Se appears very upright in her shoulder to me- rough ride?


----------



## KigerQueen (Jun 16, 2013)

Like a car with no shocksdown a dirt road lol. She is not a smooth ride but you have to force her to slow down.
_Posted via Mobile Device_


----------



## BreakableRider (Aug 14, 2013)

She looks really uncomfortable. If she chooses to stand underneath herself that much all the time i'd really look into it.


----------



## KigerQueen (Jun 16, 2013)

Her feet and everything are fine, trust me my first thought was founder. Nope its just her conformation. And she was used for horse tripping so I would not be surprised if her stance has been altered by that.


----------



## Elana (Jan 28, 2011)

Per your request. Aqua lines show what I would LIKE to see.. a higher point of shoulder and a less steep shoulder and her point of croup moved forward. . She is actually quite level.

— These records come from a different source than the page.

PR #2198, opened 2024-06-17
List option in group needs to register with Select

atmgrifter00:
# Pull Request

## 🤨 Rationale

Had a realization that list options that were in a group would not go through the `registerOption` routine (a fix for SLE Angular apps). While I'm not sure if there is any current use-case that would hit the problem, I went ahead and made the fix and the tests that demonstrate the problem.

## 👩‍💻 Implementation

Just made the private `getListOptionOwner` routine  on `ListOption` a bit more robust.

## 🧪 Testing

Wrote component and Angular tests modeled after existing tests but with a group as the option owner.

## ✅ Checklist

### DIFF
--- a/packages/angular-workspace/nimble-angular/src/directives/select/tests/nimble-select-control-value-accessor.directive.spec.ts
+++ b/packages/angular-workspace/nimble-angular/src/directives/select/tests/nimble-select-control-value-accessor.directive.spec.ts
@@ -4,6 +4,7 @@ import { AbstractControl, FormControl, FormGroup, FormsModule, ReactiveFormsModu
 import { SelectPageObject } from '@ni/nimble-angular/select/testing';
 import { NimbleSelectModule } from '../nimble-select.module';
 import { NimbleListOptionModule } from '../../list-option/nimble-list-option.module';
+import { NimbleListOptionGroupModule } from '../../list-option-group/nimble-list-option-group.module';
 import { processUpdates, waitForUpdatesAsync } from '../../../testing/async-helpers';
 import type { Select } from '../nimble-select.directive';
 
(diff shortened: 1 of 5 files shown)


packages/nimble-components/src/list-option/index.ts
```diff
@@ -66,9 +66,22 @@ export class ListOption extends FoundationListboxOption {
...
+
+        while (parent) {
+            if (this.isListOptionOwner(parent)) {
+                return parent;
+            }
+
+            parent = parent.parentElement;
         }
+
+        return null;
```
rajsite, line 84: prefer undefined over null

rajsite (approved):

packages/angular-workspace/nimble-angular/src/directives/select/tests/nimble-select-control-value-accessor.directive.spec.ts
```diff
@@ -336,4 +337,158 @@ describe('Nimble select control value accessor', () => {
...
+                    </nimble-select>
+                </form>
+             `
+        })
+        class TestHostComponent implements OnChanges {
+            @ViewChild('select', { static: true }) public select: ElementRef<Select>;
+
+            @Input() public selectValue?: { name: string, value: number };
+
+            public selectOptions: { name: string, value: number }[] = [
```
rajsite, line 432: prefer as const

packages/nimble-components/src/select/tests/select.spec.ts
```diff
@@ -500,6 +500,35 @@ describe('Select', () => {
...
+    it('option added directly to DOM under group synchronously registers with Select', async () => {
+        const { element, connect, disconnect } = await setupWithGroups();
+        await connect();
+        await waitForUpdatesAsync();
+        const newOption = new ListOption('foo', 'foo');
+        const registerOptionSpy = spyOn(
+            element,
+            'registerOption'
+        ).and.callThrough();
+        registerOptionSpy.calls.reset();
```
rajsite, line 512: do you need to reset a freshly made spy?

jattasNI (approved):

packages/angular-workspace/nimble-angular/src/directives/select/tests/nimble-select-control-value-accessor.directive.spec.ts
atmgrifter00: I modify the array below, so it doesn't allow `as const`. I've removed the redundant typing declaration however.

packages/nimble-components/src/select/tests/select.spec.ts
atmgrifter00: Nope.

I wish hocks and knees were closer to the ground. She is pigeon breasted and she has a weak jaw.. wish she has a stronger head. 

Nice sized feet.


----------



## CandyCanes (Jul 1, 2013)

I like your little diagram Elana  
I have to agree... Over at the knee, weak hindquarters and long through the back. 
But I suppose it doesn't matter too much any more as shes getting older  
I (personal opinion) quite like her head


----------



## WesternRider88 (Oct 30, 2012)

I can't say much about her conformation but she's really pretty!


----------



## KigerQueen (Jun 16, 2013)

Lol she may be getting older in numbers but not in her head XD she is still convinced she is 6. And thank you for the lines! People see her move and say "Oh she must be such a smooth ride!" I nearly fall off her laughing! She is NOT smooth, well her gallop is but anything slower is kidney and back busting! I always think her head is bulky from head on, more square than I see in most arabs. Im not going to breed her so idc if shes a lil wonky lol.


----------